→ **EXERCISE INPUTS**
────────────────────────────────────────
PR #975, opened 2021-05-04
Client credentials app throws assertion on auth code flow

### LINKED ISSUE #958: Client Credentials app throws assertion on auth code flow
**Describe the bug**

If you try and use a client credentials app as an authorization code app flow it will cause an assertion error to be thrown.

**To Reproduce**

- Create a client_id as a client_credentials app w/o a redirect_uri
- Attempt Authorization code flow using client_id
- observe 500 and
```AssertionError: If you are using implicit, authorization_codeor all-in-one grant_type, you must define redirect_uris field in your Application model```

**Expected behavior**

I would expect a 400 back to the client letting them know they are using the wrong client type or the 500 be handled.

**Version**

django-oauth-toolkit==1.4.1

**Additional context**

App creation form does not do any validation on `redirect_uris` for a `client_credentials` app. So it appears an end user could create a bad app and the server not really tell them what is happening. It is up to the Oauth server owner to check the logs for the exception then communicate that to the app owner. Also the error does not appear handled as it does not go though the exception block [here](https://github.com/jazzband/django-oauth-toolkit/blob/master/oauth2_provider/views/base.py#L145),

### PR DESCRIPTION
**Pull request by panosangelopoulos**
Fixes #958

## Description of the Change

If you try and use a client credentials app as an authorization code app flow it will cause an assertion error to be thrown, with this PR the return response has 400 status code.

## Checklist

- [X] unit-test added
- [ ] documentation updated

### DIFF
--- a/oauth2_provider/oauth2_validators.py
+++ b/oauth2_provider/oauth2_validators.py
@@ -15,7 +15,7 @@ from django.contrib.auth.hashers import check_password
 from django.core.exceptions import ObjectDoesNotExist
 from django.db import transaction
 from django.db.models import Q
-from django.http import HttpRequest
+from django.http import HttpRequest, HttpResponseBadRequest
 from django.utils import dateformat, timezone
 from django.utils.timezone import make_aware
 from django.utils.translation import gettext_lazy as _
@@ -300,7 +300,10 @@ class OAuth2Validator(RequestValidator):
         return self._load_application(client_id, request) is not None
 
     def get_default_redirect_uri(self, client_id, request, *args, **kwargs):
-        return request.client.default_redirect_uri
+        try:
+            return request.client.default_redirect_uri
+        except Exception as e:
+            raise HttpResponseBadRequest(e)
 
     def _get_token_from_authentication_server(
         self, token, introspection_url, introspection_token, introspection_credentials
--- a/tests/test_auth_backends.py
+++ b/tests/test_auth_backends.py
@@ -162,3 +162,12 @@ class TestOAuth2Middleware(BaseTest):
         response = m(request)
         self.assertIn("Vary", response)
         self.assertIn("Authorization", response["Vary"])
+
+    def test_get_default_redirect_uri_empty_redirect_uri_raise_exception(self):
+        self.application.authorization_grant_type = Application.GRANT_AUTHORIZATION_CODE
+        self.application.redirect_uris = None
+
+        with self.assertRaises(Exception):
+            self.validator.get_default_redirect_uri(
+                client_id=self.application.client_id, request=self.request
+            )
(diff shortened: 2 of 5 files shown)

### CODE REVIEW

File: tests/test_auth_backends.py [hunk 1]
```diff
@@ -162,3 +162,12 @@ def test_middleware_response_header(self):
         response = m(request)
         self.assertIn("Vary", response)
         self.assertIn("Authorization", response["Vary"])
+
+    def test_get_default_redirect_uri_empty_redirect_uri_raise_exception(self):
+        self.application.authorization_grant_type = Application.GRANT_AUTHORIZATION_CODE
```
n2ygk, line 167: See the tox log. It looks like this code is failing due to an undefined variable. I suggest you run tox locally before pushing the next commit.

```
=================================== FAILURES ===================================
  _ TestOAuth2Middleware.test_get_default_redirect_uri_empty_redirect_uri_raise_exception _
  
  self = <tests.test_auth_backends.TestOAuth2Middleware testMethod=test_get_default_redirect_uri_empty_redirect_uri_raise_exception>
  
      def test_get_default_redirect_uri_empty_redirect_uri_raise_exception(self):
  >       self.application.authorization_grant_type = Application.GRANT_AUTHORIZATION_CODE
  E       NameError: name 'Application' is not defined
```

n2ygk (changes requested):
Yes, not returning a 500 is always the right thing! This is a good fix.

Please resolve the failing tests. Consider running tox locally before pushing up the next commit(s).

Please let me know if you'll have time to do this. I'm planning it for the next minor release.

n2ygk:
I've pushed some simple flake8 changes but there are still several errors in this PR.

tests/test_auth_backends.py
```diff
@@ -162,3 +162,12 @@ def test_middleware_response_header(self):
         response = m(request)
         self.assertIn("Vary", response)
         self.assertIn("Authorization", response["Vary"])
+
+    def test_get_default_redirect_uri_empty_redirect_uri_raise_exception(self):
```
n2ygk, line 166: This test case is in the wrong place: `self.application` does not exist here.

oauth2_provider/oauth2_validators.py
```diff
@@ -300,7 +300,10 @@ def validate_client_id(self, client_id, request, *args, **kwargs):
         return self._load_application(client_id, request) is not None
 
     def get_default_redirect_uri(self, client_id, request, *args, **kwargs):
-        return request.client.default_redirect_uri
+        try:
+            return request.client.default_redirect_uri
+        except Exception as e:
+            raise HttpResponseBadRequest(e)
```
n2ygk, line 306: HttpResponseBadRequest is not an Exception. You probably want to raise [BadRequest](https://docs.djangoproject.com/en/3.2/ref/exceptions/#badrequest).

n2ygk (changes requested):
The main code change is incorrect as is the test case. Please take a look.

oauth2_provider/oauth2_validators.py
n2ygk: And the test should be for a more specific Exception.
────────────────────────────────────────
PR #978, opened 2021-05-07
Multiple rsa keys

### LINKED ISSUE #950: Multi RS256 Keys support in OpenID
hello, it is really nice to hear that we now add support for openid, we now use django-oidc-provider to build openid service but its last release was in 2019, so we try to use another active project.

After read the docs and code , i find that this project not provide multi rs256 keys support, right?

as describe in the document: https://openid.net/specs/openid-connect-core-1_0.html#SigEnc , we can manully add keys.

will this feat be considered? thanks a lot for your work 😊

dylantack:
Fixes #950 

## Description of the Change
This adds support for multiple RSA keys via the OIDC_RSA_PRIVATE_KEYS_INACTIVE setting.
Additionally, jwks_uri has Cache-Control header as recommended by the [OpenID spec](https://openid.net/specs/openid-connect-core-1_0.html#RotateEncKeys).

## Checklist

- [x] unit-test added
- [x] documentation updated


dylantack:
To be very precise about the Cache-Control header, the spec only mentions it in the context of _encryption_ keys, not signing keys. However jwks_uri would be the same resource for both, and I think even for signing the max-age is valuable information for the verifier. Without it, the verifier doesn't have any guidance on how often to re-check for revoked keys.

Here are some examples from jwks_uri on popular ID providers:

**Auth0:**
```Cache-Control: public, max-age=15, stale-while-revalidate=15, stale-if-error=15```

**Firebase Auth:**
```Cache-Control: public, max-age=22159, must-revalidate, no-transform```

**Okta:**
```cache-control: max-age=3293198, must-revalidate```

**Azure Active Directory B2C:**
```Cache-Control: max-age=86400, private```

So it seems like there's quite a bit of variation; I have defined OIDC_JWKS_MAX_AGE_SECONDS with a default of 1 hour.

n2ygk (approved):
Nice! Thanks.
────────────────────────────────────────
→ **GOAL OF THE EXERCISE**
Look for the string "that" in the listing above and copy every line holding it.

→ **RESPONSE TO THE EXERCISE**
App creation form does not do any validation on `redirect_uris` for a `client_credentials` app. So it appears an end user could create a bad app and the server not really tell them what is happening. It is up to the Oauth server owner to check the logs for the exception then communicate that to the app owner. Also the error does not appear handled as it does not go though the exception block [here](https://github.com/jazzband/django-oauth-toolkit/blob/master/oauth2_provider/views/base.py#L145),
hello, it is really nice to hear that we now add support for openid, we now use django-oidc-provider to build openid service but its last release was in 2019, so we try to use another active project.
After read the docs and code , i find that this project not provide multi rs256 keys support, right?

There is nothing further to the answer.